┌────────

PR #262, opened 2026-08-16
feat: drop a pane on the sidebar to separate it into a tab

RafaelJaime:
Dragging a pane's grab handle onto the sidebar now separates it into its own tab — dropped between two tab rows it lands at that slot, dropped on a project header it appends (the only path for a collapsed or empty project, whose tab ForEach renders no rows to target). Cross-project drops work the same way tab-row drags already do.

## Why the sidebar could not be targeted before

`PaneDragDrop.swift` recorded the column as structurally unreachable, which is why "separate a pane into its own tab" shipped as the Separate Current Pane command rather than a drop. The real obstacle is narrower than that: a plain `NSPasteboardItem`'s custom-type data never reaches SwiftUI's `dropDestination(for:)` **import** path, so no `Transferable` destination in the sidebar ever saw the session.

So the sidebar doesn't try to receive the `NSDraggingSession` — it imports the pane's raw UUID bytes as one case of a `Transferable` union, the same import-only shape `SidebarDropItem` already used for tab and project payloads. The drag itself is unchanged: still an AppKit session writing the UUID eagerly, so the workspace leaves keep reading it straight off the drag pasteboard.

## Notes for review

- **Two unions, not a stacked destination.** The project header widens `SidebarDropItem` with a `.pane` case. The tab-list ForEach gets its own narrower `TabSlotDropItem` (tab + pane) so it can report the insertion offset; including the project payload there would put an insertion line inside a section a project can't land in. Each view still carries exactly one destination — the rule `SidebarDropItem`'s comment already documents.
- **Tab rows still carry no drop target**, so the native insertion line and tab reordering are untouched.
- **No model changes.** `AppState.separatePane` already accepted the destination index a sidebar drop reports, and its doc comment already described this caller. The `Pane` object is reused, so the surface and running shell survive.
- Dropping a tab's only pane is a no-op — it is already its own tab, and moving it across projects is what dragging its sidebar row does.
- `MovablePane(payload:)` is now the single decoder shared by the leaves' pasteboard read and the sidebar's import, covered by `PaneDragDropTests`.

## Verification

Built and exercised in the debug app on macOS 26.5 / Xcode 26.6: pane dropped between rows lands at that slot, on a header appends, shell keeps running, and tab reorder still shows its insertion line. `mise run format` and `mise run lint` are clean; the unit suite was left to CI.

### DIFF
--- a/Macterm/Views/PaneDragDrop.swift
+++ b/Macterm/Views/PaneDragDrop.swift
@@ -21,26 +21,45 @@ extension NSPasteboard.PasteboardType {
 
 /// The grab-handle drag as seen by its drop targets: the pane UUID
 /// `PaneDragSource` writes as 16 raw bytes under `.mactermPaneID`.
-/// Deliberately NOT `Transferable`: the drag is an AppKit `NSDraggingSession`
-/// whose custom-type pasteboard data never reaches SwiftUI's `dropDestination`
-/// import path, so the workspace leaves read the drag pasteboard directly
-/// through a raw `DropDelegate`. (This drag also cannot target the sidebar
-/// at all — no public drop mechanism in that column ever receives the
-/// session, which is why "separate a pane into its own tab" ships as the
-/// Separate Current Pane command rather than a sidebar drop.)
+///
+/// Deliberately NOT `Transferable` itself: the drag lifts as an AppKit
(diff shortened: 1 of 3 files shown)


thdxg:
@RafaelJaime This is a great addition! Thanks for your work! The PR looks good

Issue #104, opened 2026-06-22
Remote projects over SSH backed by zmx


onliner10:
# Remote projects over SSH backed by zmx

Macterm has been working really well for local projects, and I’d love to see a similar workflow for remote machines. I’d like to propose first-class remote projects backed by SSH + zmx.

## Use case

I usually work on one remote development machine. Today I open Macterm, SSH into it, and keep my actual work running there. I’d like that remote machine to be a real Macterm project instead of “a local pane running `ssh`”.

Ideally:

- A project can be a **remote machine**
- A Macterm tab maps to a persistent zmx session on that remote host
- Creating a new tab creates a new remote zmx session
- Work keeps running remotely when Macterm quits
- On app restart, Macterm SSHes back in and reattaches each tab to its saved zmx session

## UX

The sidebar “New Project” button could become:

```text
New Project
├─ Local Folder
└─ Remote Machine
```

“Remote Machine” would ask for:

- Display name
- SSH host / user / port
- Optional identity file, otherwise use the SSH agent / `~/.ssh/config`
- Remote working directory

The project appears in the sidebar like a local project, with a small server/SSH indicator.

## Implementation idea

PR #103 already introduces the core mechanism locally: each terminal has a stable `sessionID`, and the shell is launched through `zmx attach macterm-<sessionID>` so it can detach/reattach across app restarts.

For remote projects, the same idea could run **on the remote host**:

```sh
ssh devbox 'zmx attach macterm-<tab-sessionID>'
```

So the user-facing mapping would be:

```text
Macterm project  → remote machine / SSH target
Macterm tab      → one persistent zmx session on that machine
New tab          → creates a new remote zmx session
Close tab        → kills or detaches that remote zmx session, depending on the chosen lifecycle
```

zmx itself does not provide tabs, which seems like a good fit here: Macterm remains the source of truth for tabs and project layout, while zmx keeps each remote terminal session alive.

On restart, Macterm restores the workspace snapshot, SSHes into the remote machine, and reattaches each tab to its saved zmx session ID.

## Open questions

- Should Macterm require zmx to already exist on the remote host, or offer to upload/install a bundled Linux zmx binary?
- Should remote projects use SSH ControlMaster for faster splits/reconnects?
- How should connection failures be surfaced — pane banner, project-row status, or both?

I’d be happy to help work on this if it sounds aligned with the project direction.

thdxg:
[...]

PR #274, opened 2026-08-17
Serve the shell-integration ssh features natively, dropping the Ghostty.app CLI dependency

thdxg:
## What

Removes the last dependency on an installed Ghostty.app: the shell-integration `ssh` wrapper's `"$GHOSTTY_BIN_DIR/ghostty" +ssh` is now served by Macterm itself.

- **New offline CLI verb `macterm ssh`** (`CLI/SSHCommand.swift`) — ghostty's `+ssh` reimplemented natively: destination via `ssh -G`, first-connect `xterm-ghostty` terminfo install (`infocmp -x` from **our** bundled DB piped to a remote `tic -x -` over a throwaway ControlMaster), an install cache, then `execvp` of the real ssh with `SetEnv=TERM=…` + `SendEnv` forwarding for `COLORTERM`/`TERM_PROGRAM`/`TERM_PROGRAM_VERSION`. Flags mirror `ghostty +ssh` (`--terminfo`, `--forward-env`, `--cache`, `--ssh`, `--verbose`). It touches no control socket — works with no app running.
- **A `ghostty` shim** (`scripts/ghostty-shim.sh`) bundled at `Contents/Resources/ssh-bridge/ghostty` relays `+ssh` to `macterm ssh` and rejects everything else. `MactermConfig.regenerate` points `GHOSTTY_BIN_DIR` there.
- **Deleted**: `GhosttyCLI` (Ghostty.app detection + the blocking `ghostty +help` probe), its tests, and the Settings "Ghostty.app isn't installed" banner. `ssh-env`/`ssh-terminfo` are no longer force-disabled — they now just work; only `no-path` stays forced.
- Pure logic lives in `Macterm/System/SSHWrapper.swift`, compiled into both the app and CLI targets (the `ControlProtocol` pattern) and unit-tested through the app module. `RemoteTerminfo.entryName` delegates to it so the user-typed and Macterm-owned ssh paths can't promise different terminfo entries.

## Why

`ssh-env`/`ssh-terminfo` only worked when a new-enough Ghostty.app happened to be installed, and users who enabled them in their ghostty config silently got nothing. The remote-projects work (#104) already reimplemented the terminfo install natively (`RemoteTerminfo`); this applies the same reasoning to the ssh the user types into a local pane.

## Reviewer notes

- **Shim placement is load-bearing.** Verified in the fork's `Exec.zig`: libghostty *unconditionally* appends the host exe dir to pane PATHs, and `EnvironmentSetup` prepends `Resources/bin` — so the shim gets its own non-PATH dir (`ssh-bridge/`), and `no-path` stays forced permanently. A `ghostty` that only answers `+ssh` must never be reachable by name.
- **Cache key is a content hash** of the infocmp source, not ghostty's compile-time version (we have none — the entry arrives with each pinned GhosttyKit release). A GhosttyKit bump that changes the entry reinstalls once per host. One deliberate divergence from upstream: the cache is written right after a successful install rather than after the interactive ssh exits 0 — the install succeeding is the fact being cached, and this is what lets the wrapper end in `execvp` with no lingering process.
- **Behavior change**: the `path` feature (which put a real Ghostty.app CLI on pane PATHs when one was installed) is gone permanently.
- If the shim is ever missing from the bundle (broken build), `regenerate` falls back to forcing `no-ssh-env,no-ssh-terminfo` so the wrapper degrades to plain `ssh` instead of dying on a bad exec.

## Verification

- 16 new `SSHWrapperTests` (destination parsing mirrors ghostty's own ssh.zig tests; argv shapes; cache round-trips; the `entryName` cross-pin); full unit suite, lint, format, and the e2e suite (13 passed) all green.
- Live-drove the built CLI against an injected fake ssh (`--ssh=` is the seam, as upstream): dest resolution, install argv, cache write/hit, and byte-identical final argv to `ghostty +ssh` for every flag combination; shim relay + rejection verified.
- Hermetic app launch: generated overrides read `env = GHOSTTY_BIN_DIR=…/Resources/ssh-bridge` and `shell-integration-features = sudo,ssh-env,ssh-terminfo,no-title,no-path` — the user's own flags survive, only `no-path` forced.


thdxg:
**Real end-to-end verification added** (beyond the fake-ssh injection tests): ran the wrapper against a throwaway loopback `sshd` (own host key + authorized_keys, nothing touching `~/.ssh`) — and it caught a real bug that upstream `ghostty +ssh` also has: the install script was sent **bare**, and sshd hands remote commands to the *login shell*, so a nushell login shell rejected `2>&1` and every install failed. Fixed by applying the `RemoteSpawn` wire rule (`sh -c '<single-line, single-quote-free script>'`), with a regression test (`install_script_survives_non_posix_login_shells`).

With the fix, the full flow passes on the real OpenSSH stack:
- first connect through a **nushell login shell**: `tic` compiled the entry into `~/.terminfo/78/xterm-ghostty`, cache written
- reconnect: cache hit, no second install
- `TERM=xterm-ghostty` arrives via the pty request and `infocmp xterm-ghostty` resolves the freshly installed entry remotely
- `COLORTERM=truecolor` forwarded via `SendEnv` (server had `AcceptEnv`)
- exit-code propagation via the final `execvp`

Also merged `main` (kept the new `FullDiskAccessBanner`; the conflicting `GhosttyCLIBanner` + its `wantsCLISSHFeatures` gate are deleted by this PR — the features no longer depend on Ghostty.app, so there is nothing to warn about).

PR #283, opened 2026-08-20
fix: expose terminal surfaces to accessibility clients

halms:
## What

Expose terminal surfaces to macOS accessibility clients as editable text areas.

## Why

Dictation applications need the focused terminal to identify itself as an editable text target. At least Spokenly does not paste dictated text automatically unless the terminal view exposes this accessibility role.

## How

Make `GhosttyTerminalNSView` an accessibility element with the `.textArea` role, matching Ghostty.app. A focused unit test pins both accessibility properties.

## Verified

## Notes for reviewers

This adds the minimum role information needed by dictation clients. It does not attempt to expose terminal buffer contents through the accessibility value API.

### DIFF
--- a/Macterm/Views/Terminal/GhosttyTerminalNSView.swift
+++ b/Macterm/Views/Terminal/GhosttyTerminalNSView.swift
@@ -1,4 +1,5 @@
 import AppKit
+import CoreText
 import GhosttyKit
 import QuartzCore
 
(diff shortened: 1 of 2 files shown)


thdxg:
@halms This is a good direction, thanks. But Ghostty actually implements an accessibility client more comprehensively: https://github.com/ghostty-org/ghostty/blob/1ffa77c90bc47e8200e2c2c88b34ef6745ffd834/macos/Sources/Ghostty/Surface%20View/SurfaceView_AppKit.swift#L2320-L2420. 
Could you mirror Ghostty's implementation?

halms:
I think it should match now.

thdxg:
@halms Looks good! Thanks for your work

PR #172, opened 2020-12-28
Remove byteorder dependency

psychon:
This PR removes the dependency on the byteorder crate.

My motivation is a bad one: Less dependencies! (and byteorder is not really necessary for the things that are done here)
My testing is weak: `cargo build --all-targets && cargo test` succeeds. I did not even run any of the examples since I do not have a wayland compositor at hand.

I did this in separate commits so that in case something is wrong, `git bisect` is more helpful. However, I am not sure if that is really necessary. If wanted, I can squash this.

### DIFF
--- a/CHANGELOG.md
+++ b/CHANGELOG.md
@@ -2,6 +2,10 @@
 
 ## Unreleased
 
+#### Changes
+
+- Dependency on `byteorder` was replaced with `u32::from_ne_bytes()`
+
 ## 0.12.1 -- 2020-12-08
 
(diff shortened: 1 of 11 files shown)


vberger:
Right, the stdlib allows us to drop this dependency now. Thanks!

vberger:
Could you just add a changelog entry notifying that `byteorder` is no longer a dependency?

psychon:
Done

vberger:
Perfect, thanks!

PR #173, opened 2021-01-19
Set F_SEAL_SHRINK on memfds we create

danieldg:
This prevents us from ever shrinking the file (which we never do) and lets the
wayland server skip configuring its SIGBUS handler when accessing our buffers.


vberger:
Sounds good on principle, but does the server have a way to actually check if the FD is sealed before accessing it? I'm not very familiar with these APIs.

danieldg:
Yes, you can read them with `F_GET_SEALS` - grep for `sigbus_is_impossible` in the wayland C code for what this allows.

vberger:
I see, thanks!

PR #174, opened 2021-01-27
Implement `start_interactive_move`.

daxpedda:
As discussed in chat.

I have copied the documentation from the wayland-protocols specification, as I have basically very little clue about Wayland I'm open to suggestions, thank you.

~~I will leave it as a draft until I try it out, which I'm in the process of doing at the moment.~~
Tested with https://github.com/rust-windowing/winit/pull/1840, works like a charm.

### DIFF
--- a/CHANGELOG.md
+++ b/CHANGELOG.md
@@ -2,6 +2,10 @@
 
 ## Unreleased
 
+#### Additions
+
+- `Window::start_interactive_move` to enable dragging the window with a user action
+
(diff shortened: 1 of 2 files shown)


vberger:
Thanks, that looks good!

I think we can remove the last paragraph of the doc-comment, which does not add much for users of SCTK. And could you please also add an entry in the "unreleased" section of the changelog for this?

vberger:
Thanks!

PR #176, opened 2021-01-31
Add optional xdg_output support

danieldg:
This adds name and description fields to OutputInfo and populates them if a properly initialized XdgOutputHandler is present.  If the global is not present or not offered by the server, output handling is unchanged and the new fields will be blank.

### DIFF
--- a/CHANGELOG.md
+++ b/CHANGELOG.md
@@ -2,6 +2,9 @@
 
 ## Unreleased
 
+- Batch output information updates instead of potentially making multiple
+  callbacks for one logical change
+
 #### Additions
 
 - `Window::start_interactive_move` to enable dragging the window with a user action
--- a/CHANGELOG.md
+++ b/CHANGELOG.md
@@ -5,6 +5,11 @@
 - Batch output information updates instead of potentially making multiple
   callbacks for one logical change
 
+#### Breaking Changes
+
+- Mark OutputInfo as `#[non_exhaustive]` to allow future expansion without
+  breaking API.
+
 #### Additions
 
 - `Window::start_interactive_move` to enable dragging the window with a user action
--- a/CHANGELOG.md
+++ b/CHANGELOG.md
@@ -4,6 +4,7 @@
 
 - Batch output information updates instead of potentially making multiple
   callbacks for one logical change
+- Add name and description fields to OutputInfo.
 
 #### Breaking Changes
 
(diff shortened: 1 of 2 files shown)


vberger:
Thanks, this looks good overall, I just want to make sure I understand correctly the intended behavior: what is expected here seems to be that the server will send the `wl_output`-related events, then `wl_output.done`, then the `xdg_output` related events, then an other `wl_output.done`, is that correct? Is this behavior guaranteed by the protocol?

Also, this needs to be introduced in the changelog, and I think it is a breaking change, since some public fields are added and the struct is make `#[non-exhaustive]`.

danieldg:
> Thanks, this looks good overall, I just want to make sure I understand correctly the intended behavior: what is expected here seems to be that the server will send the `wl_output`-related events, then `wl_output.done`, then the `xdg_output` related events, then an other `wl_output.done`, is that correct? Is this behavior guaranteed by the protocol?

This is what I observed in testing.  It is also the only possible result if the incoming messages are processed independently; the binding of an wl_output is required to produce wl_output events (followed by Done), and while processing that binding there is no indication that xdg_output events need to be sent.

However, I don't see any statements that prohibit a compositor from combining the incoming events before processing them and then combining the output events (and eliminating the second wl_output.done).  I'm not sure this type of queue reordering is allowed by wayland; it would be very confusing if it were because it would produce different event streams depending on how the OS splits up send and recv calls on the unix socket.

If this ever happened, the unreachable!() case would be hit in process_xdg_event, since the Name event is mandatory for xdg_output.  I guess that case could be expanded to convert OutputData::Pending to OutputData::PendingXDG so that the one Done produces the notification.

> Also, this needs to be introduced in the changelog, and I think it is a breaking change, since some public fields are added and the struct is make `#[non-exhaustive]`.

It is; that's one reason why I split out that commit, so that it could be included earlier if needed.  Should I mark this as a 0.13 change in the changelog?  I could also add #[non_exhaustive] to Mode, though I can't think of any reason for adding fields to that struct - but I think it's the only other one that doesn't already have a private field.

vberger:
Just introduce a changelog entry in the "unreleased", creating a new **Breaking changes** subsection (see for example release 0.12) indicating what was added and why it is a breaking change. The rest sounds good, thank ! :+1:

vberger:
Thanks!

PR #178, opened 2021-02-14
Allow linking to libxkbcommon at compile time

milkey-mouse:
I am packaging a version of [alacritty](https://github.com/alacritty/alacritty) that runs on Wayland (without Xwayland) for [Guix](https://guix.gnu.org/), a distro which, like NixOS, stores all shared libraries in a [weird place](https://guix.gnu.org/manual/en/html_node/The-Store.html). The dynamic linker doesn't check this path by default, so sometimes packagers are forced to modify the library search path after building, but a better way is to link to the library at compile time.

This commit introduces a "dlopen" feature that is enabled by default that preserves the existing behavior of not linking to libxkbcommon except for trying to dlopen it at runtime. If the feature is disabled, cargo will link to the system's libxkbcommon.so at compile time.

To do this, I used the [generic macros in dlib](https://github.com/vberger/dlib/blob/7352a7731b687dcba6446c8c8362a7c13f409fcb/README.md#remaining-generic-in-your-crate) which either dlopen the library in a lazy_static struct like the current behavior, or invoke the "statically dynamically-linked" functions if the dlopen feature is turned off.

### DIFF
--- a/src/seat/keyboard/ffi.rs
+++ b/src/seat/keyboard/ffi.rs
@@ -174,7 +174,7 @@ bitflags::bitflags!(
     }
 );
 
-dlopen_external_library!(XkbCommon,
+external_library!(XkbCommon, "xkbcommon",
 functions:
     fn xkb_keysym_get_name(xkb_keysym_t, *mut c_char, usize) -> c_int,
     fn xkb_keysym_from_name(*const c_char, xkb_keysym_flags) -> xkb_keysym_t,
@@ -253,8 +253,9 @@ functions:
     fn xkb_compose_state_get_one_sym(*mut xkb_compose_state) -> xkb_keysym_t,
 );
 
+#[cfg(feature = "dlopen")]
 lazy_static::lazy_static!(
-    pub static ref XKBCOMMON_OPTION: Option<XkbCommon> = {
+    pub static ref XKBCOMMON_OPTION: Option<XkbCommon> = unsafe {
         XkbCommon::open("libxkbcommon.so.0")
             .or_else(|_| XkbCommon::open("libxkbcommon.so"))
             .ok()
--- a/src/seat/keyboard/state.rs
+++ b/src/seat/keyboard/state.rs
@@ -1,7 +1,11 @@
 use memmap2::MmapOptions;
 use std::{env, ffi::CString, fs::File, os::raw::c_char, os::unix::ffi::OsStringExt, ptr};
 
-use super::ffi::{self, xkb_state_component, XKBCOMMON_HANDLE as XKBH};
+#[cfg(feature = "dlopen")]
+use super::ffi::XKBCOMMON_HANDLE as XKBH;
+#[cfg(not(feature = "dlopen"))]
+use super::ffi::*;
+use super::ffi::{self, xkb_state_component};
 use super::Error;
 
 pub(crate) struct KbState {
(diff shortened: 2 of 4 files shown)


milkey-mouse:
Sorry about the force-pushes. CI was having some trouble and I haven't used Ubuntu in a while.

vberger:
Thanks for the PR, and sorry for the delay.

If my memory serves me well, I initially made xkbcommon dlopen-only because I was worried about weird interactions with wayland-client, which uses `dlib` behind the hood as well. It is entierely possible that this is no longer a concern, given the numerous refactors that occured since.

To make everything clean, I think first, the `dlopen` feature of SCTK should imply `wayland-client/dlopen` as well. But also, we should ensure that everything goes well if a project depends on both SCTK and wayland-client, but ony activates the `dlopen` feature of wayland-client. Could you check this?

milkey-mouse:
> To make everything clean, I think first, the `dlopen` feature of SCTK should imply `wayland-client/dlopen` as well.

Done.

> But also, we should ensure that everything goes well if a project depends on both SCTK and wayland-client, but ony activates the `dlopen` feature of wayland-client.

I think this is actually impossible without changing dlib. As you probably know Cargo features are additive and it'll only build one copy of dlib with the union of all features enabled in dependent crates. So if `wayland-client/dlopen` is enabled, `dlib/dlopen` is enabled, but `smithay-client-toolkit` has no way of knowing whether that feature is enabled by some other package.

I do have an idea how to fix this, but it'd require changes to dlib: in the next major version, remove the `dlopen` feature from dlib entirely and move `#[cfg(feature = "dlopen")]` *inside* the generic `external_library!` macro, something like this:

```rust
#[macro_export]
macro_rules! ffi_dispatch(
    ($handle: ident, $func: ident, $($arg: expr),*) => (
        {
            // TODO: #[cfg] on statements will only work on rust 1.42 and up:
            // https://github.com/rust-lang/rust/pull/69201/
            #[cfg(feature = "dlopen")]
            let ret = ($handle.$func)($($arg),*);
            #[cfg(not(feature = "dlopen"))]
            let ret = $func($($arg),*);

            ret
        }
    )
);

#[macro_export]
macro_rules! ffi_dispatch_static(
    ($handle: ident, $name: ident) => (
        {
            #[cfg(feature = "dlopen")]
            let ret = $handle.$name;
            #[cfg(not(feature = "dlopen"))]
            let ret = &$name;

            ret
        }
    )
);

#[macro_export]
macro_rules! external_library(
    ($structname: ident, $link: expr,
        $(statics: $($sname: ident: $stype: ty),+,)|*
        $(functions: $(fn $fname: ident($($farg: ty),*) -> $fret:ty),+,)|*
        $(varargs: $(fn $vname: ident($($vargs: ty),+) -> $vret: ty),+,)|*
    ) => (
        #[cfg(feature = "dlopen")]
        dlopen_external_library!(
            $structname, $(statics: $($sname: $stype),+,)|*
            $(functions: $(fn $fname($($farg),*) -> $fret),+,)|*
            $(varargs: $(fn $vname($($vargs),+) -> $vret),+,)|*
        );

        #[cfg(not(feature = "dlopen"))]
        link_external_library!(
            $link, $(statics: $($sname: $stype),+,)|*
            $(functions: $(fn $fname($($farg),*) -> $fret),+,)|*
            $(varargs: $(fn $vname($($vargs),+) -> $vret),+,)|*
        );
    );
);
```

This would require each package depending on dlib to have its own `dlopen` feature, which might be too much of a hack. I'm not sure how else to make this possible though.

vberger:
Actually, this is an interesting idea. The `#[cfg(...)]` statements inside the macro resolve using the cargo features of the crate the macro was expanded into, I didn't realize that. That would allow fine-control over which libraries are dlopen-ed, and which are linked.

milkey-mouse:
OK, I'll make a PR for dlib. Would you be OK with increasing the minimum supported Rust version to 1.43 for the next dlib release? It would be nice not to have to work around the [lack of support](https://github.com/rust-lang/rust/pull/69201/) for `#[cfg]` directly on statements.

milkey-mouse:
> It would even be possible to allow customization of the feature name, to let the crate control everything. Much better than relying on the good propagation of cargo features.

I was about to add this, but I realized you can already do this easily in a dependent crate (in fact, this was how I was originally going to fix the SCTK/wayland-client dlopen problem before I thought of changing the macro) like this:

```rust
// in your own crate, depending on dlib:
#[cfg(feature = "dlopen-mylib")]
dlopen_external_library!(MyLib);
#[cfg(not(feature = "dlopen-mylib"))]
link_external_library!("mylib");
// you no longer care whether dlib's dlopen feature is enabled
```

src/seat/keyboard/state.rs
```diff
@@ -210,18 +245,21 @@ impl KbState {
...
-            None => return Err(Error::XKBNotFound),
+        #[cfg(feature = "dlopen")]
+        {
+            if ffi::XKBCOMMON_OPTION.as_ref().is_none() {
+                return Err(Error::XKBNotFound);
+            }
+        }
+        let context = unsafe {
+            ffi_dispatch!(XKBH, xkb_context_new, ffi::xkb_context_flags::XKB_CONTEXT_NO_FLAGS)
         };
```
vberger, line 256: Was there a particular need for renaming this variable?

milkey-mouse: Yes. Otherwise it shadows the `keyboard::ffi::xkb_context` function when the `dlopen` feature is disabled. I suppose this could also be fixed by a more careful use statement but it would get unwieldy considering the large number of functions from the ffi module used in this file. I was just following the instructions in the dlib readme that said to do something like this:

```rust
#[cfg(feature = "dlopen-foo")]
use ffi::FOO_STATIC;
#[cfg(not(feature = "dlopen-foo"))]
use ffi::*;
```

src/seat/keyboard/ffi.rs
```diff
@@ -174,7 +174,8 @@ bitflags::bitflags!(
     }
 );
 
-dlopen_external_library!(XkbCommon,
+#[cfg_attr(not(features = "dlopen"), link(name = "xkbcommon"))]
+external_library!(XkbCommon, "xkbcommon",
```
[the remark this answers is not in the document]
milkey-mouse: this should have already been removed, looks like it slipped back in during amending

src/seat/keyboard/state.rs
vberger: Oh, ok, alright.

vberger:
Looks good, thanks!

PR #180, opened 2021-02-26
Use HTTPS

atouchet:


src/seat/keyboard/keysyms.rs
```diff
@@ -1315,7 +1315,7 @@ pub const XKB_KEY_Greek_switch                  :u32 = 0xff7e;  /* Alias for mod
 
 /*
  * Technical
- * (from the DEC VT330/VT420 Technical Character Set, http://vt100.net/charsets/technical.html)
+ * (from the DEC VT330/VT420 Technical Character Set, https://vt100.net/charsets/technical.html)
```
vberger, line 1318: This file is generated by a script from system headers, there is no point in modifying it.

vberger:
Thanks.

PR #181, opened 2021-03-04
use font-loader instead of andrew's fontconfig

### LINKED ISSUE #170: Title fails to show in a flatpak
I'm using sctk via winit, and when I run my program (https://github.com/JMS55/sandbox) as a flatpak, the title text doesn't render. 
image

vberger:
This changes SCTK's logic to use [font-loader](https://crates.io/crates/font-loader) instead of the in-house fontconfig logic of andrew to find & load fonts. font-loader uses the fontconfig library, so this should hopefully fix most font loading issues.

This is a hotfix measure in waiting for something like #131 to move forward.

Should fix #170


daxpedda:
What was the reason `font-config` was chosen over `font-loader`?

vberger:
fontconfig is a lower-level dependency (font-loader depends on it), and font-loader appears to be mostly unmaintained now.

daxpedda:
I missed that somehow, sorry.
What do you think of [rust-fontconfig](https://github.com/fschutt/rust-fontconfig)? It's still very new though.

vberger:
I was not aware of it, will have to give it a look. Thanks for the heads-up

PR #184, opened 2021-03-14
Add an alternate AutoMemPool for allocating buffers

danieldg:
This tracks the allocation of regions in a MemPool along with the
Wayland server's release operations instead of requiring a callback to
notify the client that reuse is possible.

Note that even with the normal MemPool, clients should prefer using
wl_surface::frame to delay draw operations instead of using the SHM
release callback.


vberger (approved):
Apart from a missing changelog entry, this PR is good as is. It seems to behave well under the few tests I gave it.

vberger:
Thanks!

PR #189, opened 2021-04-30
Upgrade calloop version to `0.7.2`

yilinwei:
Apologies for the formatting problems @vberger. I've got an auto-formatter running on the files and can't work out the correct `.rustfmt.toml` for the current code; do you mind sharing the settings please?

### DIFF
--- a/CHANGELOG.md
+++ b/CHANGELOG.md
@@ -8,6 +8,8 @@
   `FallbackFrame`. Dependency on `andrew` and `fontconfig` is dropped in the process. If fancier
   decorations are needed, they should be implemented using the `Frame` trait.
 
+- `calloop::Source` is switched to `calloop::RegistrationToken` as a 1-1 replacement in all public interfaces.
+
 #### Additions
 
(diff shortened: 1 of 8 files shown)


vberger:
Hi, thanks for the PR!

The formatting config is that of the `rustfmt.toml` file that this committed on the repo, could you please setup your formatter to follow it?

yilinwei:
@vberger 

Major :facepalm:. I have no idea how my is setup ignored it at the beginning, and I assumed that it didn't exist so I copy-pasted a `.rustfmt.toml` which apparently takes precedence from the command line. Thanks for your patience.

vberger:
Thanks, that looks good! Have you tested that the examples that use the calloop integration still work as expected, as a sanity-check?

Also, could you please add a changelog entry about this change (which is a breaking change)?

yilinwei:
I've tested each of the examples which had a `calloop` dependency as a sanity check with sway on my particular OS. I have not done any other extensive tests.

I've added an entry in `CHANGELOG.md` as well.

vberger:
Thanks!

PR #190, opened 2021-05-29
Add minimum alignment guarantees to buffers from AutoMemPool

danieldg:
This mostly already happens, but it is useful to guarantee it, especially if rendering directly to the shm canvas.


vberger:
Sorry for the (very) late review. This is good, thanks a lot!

└────────

- [DIRECTIONS]
Output exactly the lines of the records from the first through the one bearing "## Why the sidebar", both ends included.

- [ANSWER FOR THIS EXERCISE]
PR #262, opened 2026-08-16
feat: drop a pane on the sidebar to separate it into a tab

RafaelJaime:
Dragging a pane's grab handle onto the sidebar now separates it into its own tab — dropped between two tab rows it lands at that slot, dropped on a project header it appends (the only path for a collapsed or empty project, whose tab ForEach renders no rows to target). Cross-project drops work the same way tab-row drags already do.

## Why the sidebar could not be targeted before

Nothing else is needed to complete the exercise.